■ What the exercise asks ■
How many lines of the records hold the string "chat"? Reply with the number alone.

[Stored data]
# # # #

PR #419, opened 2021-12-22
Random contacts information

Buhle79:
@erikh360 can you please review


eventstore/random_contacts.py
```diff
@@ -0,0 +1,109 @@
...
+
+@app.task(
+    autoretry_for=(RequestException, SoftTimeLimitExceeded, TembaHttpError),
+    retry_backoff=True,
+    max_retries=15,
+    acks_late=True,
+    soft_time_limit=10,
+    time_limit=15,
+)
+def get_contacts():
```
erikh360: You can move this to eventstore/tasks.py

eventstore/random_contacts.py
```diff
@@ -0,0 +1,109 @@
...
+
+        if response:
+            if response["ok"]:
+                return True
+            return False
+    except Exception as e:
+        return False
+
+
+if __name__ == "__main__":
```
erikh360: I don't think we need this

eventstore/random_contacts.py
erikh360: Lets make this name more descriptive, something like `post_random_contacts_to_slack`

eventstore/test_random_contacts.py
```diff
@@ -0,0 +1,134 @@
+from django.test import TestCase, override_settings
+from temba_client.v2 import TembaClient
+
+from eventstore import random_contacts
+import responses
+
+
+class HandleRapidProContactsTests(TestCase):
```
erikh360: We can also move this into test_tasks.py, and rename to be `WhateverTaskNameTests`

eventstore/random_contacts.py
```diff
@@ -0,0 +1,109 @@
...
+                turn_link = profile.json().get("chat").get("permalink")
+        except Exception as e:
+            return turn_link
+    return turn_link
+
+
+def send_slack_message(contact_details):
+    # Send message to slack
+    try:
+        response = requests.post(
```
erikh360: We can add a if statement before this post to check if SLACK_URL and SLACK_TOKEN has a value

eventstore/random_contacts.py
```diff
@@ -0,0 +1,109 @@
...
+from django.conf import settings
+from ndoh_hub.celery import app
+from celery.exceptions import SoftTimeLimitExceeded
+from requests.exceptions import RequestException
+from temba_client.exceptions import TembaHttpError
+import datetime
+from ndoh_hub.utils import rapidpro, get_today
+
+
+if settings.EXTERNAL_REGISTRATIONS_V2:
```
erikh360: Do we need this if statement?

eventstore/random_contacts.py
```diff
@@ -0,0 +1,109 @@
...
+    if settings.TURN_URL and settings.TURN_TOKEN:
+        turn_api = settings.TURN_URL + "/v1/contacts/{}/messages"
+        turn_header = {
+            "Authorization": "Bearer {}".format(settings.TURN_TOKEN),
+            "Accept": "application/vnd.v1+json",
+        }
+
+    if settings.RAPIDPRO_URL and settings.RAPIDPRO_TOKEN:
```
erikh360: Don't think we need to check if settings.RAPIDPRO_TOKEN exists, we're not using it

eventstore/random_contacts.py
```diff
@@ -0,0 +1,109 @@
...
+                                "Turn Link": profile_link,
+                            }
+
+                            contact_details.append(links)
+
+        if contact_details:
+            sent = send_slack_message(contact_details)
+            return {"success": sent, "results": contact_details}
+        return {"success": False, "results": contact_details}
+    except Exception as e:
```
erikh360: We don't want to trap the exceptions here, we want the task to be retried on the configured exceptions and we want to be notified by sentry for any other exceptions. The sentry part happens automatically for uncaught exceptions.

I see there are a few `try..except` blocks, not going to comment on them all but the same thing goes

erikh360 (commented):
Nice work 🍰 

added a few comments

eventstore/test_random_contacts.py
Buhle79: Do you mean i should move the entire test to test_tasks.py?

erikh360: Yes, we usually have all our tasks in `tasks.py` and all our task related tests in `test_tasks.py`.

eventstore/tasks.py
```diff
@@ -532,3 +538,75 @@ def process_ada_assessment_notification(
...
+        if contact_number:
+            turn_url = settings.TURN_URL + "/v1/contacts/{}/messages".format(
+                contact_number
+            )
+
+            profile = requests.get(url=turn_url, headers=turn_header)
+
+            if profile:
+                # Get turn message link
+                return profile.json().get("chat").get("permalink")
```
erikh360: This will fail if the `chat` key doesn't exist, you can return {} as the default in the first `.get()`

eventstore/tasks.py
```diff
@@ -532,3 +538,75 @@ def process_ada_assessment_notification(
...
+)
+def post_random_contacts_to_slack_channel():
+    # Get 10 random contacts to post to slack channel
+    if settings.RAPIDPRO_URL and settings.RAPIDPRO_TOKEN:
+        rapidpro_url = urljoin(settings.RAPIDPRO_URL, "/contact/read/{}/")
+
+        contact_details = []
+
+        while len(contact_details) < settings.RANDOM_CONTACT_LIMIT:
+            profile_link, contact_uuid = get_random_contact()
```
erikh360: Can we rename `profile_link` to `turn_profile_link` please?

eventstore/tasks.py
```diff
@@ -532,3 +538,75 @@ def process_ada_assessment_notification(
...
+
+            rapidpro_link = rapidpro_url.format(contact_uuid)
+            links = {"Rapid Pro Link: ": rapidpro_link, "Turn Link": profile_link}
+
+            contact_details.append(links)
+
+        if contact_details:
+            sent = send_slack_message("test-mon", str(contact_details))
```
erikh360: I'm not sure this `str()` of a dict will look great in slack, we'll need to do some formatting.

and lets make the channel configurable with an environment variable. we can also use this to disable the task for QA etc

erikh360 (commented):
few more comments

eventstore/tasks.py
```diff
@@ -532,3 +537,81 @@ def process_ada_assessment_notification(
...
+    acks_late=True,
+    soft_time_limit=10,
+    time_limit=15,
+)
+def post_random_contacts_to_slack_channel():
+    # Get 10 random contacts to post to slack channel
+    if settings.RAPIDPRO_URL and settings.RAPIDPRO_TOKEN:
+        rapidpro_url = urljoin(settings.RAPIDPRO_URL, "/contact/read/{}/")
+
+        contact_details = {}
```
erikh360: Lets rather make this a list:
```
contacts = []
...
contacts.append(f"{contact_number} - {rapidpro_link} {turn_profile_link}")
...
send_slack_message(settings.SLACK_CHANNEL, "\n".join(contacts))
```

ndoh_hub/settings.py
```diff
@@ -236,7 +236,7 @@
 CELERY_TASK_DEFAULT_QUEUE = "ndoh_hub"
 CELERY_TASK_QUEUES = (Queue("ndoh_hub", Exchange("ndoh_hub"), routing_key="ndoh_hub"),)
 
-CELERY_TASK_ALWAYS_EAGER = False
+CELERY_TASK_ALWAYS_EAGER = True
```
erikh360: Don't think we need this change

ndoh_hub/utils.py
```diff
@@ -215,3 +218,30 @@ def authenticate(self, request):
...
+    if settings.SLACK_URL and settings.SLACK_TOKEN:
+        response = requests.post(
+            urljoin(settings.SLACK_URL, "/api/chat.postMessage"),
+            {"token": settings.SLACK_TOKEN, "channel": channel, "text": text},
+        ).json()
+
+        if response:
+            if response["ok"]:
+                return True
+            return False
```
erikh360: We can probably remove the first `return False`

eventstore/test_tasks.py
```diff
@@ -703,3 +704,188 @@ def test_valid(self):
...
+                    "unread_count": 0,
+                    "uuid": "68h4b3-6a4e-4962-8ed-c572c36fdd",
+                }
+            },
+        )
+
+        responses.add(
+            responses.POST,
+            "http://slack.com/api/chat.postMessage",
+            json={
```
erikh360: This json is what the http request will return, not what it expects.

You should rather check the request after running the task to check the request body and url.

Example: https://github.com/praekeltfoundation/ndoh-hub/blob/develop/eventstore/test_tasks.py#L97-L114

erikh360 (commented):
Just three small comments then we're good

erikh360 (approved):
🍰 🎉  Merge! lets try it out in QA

# # # #

■ Completed task ■
5